**TASK INSTRUCTIONS:** Please output the section of the listing below that opens with the line containing "allowed annotated constants" and closes with the line containing "This pull request aims to resolve #1012", exactly and with nothing else.

**DATA SHOWN:**
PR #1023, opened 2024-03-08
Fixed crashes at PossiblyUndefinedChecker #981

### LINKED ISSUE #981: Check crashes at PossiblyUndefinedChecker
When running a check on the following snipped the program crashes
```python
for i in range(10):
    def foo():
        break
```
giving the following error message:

* * *

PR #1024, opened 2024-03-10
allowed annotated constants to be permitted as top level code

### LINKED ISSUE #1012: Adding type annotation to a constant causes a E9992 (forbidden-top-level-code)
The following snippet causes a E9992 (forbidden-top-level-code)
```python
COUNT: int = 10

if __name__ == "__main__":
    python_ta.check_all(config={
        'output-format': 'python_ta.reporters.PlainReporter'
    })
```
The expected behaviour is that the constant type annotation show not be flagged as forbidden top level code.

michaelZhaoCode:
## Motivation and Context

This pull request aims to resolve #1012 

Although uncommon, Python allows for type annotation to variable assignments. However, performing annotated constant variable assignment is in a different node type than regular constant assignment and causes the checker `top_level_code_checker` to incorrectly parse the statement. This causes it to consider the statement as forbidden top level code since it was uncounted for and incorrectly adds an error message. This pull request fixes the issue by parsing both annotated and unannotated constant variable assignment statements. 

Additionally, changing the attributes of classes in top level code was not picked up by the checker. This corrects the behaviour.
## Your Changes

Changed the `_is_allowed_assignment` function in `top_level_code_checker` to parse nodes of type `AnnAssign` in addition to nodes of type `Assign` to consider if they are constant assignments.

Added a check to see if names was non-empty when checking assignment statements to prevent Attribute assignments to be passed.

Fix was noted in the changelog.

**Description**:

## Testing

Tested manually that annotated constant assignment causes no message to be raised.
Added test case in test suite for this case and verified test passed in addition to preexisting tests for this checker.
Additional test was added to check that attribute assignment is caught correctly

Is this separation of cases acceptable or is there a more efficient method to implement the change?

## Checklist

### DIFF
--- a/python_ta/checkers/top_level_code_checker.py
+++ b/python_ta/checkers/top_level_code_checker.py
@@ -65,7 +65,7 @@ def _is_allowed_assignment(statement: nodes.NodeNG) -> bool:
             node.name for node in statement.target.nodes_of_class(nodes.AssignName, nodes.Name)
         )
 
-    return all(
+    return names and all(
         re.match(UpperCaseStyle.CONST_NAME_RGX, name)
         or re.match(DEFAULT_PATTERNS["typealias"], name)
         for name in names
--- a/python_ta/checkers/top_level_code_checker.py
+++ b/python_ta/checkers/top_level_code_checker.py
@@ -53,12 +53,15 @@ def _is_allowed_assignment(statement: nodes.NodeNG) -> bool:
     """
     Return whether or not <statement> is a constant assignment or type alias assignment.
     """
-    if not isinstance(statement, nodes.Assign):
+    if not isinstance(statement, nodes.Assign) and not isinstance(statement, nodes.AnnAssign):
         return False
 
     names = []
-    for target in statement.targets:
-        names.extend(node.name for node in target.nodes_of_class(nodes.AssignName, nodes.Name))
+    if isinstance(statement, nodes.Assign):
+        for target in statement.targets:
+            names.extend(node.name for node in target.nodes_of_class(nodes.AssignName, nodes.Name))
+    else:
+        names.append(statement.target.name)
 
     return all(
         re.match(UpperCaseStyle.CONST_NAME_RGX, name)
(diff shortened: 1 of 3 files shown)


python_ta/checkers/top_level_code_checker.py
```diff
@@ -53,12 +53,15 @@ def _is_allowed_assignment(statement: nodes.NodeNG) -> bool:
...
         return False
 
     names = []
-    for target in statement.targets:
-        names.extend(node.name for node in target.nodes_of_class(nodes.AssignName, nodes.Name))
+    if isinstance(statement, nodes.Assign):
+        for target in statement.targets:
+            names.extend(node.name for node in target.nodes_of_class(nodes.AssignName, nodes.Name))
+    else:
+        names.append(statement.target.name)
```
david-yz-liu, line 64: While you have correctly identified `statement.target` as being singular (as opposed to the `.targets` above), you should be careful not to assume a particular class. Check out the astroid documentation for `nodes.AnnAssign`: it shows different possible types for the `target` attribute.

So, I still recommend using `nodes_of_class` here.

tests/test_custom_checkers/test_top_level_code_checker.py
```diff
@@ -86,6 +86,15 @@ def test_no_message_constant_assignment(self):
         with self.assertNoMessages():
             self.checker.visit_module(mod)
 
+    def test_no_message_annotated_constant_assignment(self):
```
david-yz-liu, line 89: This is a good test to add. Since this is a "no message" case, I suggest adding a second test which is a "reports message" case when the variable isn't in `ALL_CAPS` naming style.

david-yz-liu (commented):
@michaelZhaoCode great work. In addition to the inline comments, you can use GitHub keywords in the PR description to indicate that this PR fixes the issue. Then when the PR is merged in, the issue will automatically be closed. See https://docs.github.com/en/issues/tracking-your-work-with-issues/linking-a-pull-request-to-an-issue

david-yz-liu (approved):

* * *

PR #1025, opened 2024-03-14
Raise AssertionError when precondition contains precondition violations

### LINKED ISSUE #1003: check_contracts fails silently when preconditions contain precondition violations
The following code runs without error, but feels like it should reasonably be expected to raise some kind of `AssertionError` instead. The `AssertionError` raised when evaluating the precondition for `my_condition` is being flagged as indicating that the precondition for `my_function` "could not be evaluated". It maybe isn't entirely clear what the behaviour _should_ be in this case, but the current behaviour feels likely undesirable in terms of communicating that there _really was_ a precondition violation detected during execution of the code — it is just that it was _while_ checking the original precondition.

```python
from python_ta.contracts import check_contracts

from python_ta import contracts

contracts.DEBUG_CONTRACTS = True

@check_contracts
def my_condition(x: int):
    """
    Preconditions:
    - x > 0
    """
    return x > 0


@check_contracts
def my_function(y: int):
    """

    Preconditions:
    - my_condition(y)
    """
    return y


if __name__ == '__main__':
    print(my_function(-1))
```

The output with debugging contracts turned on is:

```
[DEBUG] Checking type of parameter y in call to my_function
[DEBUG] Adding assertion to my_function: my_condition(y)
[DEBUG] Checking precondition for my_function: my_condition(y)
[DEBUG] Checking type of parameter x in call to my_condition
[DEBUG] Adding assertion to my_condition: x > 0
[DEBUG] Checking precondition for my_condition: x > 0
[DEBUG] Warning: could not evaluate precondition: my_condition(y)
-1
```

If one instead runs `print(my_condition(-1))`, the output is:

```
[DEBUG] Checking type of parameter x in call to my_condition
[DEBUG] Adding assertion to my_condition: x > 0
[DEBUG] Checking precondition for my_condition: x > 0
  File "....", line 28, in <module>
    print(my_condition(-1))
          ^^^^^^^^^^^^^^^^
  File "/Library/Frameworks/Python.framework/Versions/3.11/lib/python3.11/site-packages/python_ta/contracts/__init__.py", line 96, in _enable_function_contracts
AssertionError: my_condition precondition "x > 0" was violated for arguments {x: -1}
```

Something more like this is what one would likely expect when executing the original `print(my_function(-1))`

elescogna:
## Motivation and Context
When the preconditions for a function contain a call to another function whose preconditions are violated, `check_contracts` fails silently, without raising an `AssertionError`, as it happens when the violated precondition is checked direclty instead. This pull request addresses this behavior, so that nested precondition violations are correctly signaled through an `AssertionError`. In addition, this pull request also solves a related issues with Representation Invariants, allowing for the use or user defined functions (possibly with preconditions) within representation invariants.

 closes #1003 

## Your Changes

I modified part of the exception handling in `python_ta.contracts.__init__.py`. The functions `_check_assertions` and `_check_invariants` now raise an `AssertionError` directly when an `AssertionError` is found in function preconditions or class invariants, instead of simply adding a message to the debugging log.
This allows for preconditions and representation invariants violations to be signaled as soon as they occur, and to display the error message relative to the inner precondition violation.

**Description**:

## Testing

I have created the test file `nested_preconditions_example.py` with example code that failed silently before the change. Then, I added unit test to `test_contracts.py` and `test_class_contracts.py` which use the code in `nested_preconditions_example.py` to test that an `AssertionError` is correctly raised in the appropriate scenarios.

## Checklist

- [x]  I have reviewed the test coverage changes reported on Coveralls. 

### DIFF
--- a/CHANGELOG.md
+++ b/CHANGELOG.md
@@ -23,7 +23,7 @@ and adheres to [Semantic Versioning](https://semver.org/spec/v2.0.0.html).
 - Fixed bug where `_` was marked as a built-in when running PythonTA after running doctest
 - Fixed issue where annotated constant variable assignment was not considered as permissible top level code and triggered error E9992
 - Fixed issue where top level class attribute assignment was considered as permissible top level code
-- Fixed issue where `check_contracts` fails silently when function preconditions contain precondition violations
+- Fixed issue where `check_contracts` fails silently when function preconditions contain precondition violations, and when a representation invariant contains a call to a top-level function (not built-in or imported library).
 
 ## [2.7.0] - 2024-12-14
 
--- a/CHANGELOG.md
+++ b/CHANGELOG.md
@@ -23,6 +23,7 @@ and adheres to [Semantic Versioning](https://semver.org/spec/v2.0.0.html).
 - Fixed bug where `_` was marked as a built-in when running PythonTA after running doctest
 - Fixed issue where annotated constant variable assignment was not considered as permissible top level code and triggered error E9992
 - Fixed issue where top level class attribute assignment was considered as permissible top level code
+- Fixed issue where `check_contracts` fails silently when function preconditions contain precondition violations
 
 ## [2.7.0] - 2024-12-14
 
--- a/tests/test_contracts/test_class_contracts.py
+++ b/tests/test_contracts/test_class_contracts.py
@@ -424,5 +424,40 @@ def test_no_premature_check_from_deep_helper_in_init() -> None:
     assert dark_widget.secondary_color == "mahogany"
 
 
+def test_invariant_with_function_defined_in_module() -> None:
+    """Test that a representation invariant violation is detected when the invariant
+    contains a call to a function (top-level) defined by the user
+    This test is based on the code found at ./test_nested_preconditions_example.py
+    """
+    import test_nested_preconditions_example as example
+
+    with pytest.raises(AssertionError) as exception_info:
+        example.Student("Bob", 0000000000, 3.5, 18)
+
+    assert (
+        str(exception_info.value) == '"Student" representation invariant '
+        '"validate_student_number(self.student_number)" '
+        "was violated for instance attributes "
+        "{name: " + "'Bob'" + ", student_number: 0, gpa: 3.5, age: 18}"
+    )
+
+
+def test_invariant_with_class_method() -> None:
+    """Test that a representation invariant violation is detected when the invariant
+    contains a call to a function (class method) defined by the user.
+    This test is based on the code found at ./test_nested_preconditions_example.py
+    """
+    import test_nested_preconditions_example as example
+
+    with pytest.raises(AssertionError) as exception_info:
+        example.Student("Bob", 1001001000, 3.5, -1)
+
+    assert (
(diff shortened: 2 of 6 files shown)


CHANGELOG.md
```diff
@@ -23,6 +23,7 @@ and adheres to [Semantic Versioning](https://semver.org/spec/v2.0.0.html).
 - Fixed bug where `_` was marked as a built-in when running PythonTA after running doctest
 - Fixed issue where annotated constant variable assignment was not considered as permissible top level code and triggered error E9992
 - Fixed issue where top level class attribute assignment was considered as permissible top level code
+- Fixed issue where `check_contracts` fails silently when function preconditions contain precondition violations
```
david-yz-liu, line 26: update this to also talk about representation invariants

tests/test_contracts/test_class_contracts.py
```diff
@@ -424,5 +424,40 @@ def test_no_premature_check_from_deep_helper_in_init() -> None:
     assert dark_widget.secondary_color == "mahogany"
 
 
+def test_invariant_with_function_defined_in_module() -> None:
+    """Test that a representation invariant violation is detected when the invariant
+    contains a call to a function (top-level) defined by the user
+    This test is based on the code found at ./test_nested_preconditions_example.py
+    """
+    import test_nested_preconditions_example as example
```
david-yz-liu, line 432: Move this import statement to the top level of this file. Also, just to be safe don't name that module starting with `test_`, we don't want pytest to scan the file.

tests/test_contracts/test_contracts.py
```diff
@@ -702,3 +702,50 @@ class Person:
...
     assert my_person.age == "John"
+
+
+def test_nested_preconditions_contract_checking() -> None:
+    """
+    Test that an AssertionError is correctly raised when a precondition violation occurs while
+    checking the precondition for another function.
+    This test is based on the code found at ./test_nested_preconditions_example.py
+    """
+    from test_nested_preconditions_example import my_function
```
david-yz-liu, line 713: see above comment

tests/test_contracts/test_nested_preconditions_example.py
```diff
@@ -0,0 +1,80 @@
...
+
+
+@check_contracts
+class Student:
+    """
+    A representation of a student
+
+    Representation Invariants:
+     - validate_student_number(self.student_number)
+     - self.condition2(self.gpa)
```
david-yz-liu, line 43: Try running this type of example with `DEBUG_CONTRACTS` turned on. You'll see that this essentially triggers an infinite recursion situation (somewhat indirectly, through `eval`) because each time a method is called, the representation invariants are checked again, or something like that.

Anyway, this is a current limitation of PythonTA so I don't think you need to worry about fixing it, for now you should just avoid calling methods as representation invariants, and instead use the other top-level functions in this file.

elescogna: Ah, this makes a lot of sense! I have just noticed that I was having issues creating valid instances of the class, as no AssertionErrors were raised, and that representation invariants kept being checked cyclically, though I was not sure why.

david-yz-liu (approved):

**EXPECTED ANSWER:**
allowed annotated constants to be permitted as top level code

### LINKED ISSUE #1012: Adding type annotation to a constant causes a E9992 (forbidden-top-level-code)
The following snippet causes a E9992 (forbidden-top-level-code)
```python
COUNT: int = 10

if __name__ == "__main__":
    python_ta.check_all(config={
        'output-format': 'python_ta.reporters.PlainReporter'
    })
```
The expected behaviour is that the constant type annotation show not be flagged as forbidden top level code.

michaelZhaoCode:
## Motivation and Context

This pull request aims to resolve #1012 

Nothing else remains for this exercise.